(Your objective)
Whenever a line of the data below holds the string "getChannel", copy that line.

[Stored data entries]

--- START ---

PR #429, opened 2016-06-22
AMQP-619: Populate Bean CL into JSON converters

artembilan:
JIRA: https://jira.spring.io/browse/AMQP-619

Previously `DefaultJackson2JavaTypeMapper` used `getClass().getClassLoader()` to load class by its name from `MessageProperties`.
Sometimes it causes problems if we are based on the reloadable context like Spring Boot DevTools.

* Implement `BeanClassLoaderAware` in the `AbstractJavaTypeMapper` and `AbstractJsonMessageConverter`
* Delegate `classLoader` from the `AbstractJsonMessageConverter` bean to its internal `AbstractJavaTypeMapper` instance
* Use populated `classLoader` to instantiate classes for `Type` `MessageProperties`
* Add mock test to verify that BeanClassLoader is populated into internal `AbstractJavaTypeMapper`

The solution verified with provided in the JIRA application via local artifacts `install`

### DIFF
--- a/spring-amqp/src/main/java/org/springframework/amqp/support/converter/AbstractJavaTypeMapper.java
+++ b/spring-amqp/src/main/java/org/springframework/amqp/support/converter/AbstractJavaTypeMapper.java
@@ -21,6 +21,8 @@ import java.util.HashMap;
 import java.util.Map;
 
 import org.springframework.amqp.core.MessageProperties;
+import org.springframework.beans.factory.BeanClassLoaderAware;
+import org.springframework.util.ClassUtils;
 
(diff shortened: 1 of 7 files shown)


artembilan:
Note, the fix isn't compatible with `1.5.x`: the `Jackson2JsonMessageConverter.typeMapperSet` has been introduced in `1.6`.

So, maybe we can revise it on demand?

garyrussell:
Merged as 0e042b0cc232125b2ee889de98c93d8922aa4fca with [this polish](https://github.com/garyrussell/spring-amqp/commit/ad9633312fe40c66b19ae2ac45eddc9192fd28c5).

PR #431, opened 2016-07-06
Extend toString method of MessageProperties

dchernyshov:
Prior to this commit, MessageProperties#toString printed correlationId and did not print correlationIdString. In this commit, correlationIdString is added to toString in order to make better logs readability.

I have signed and agree to the terms of the Spring Individual Contributor
License Agreement.


artembilan:
Good catch!
Merging...
Thank you for contribution.

Looking forward for more!

artembilan:
Merged as https://github.com/spring-projects/spring-amqp/commit/185fe59f7dbec1763642c3411698a9aebb8ca02d.
Pay attention that I have found more missed properties.

PR #432, opened 2016-07-13
AMQP-621: Fix Consumer.basicCancel race condition

artembilan:
JIRA: https://jira.spring.io/browse/AMQP-621

The `SimpleMessageListenerContainer` has logic to initiate `BlockingQueueConsumer.basicCancel()` and mark `BlockingQueueConsumer` as inactive immediately.
But the `handleCancelOk` answer can come back from the Broker a bit late, in async manner.
During this time window we can still receive messages via `handleDelivery`.
With `prefetchCount = 1` we may end up with the deadlock on `handleDelivery` thread during that time window, when main consumer loop identifies consumer as inactive and exits for `stop` process
and can't do that because the `BlockingQueueConsumer.this.queue.put(new Delivery(consumerTag, envelope, properties, body))` operation blocks the consumer from any other operations.

* Fix the race condition via additional `BlockingQueueConsumer.cancelled()` state to let main loop to spin until `handleCancelOk` honoring any in-flight messages
* The `cancelled` state is based on the `cancelReceived` flag which is changed from the `handleCancelOk` as a Broker response for the `basicCancel`
and in the `handleCancel` event from the Broker as a reason of some unexpected state on Broker, e.g. consuming queue has been removed
* Protect message lost via `basicReject` in case of late arrival into `handleDelivery`, when the consumer has been cancelled already

### DIFF
--- a/spring-rabbit/src/main/java/org/springframework/amqp/rabbit/listener/BlockingQueueConsumer.java
+++ b/spring-rabbit/src/main/java/org/springframework/amqp/rabbit/listener/BlockingQueueConsumer.java
@@ -97,7 +97,11 @@ public class BlockingQueueConsumer {
 
 	private InternalConsumer consumer;
 
-	private final AtomicBoolean cancelReceived = new AtomicBoolean(false);
+	/**
+	 * The flag indicating that consumer has been cancelled from all queues
+	 * via {@code handleCancelOk} callback replies.
+	 */
+	private final AtomicBoolean cancelled = new AtomicBoolean(false);
 
 	private final AcknowledgeMode acknowledgeMode;
 
@@ -323,7 +327,7 @@ public class BlockingQueueConsumer {
 	}
 
 	protected boolean cancelled() {
-		return this.cancelReceived.get();
+		return this.cancelled.get();
 	}
 
 	/**
@@ -390,7 +394,7 @@ public class BlockingQueueConsumer {
 			checkMissingQueues();
 		}
 		Message message = handle(this.queue.poll(timeout, TimeUnit.MILLISECONDS));
-		if (message == null && this.cancelReceived.get()) {
+		if (message == null && this.cancelled.get()) {
 			throw new ConsumerCancelledException();
 		}
 		return message;
@@ -582,7 +586,7 @@ public class BlockingQueueConsumer {
 
 	public void stop() {
 		if (this.consumer != null && this.consumer.getChannel() != null && this.consumerTags.size() > 0
-				&& !this.cancelReceived.get()) {
+				&& !this.cancelled.get()) {
 			try {
 				RabbitUtils.closeMessageConsumer(this.consumer.getChannel(), this.consumerTags.keySet(),
 						this.transactional);
@@ -739,7 +743,7 @@ public class BlockingQueueConsumer {
 				logger.warn("Cancel received for " + consumerTag + "; " + BlockingQueueConsumer.this);
 			}
 			BlockingQueueConsumer.this.consumerTags.remove(consumerTag);
-			BlockingQueueConsumer.this.cancelReceived.set(true);
+			basicCancel();
 		}
 
 		@Override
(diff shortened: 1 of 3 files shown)


spring-rabbit/src/main/java/org/springframework/amqp/rabbit/listener/BlockingQueueConsumer.java
```diff
@@ -97,8 +97,6 @@
 
 	private InternalConsumer consumer;
 
-	private final AtomicBoolean cancelled = new AtomicBoolean(false);
-
 	private final AtomicBoolean cancelReceived = new AtomicBoolean(false);
```
garyrussell: Since this is now overloaded to mean either a `cancel` or `cancelOk` has been received, we should probably rename it to something like `consumerCancelled` instead and add javadoc `cancel or canceOk received from broker`.

spring-rabbit/src/main/java/org/springframework/amqp/rabbit/listener/BlockingQueueConsumer.java
```diff
@@ -749,22 +747,30 @@ public void handleCancelOk(String consumerTag) {
...
 		@Override
 		public void handleDelivery(String consumerTag, Envelope envelope, AMQP.BasicProperties properties, byte[] body)
 				throws IOException {
-			if (logger.isDebugEnabled()) {
-				logger.debug("Storing delivery for " + BlockingQueueConsumer.this);
-			}
-			try {
-				BlockingQueueConsumer.this.queue.put(new Delivery(consumerTag, envelope, properties, body));
+			long deliveryTag = envelope.getDeliveryTag();
+			if (cancelled()) {
```
garyrussell: I don't believe this is necessary - we'll never get a delivery after a `cancel` or `cancelOk`, but I suppose it doesn't hurt, except for the (small) overhead.

garyrussell:
I think it's a bit more complicated than this...

When we receive a `basicCancel` for one of the consumer tags, we need to abort the consumer - including cancelling all the other consumer tags (call `basicCancel()` like we do in `queuesChanged()` - in fact, deleting a queue from the broker is quite similar to changing the containers queues manually.

When we issue `basicCancel`s for each consumer in `basicCancel()`  , we must return `false` from `cancelled()` while `this.consumerTags.size() > 0` - i.e. we need to keep the loop running until all the consumer tags have have been successfully cancelled.

artembilan:
Gary, please, take a look into change. I am totally agree with you and that was my original intention of changes.
I need some confirmation from you because we have some test failed, which looks like fully rely on the current state, but they are not so easy to fix:
```
org.springframework.amqp.rabbit.connection.LocalizedQueueConnectionFactoryTests > testFailOver FAILED
    java.lang.AssertionError at LocalizedQueueConnectionFactoryTests.java:132
                                                                                  
org.springframework.amqp.rabbit.listener.ContainerInitializationTests > testMismatchedQueueDuringRestart FAILED
    java.lang.AssertionError at ContainerInitializationTests.java:94
                                                                                  
org.springframework.amqp.rabbit.listener.MessageListenerRecoveryCachingConnectionIntegrationTests > testSingleListenerDoesRecoverFromMissingQueueWhenNotFatalGlobalProps FAILED
    java.lang.AssertionError at MessageListenerRecoveryCachingConnectionIntegrationTests.java:440
                                                                                  
org.springframework.amqp.rabbit.listener.MessageListenerRecoveryCachingConnectionIntegrationTests > testSingleListenerDoesRecoverFromMissingQueueWhenNotFatal FAILED
    java.lang.AssertionError at MessageListenerRecoveryCachingConnectionIntegrationTests.java:440
                                                                                  
org.springframework.amqp.rabbit.listener.SimpleMessageListenerContainerTests > testConsumerCancel FAILED
    java.lang.AssertionError at SimpleMessageListenerContainerTests.java:573                                                                                
```

spring-rabbit/src/main/java/org/springframework/amqp/rabbit/listener/BlockingQueueConsumer.java
```diff
@@ -323,7 +327,7 @@ protected boolean hasDelivery() {
 	}
 
 	protected boolean cancelled() {
-		return this.cancelReceived.get();
+		return this.cancelled.get();
```
garyrussell: Must return `false` until `consumerTags.size() == 0`.

garyrussell:
Polishing here https://github.com/garyrussell/spring-amqp/commit/5891211bf08d43aeaded67384f415bc7ac6655f1

The problem was you never set `cancelled` for the single queue case.

I also added some more protection.

artembilan:
> The problem was you never set cancelled for the single queue case.

Doh... :disappointed: 

Thank you for catching that and for the polishing!

Now I confirm that all the tests pass with your fix.

Feel free to merge.

garyrussell:
I added another commit (test)... https://github.com/garyrussell/spring-amqp/commit/881b54b66eda1d08fc6aec2e90f773e3393c79bf

artembilan:
> I added another commit

Fine with me.
Thank you!

garyrussell:
Merged as 8a520b34258d83f771bdaf9efde19ec005c53ce0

--- END ---

(Reply)
 		if (this.consumer != null && this.consumer.getChannel() != null && this.consumerTags.size() > 0
 				RabbitUtils.closeMessageConsumer(this.consumer.getChannel(), this.consumerTags.keySet(),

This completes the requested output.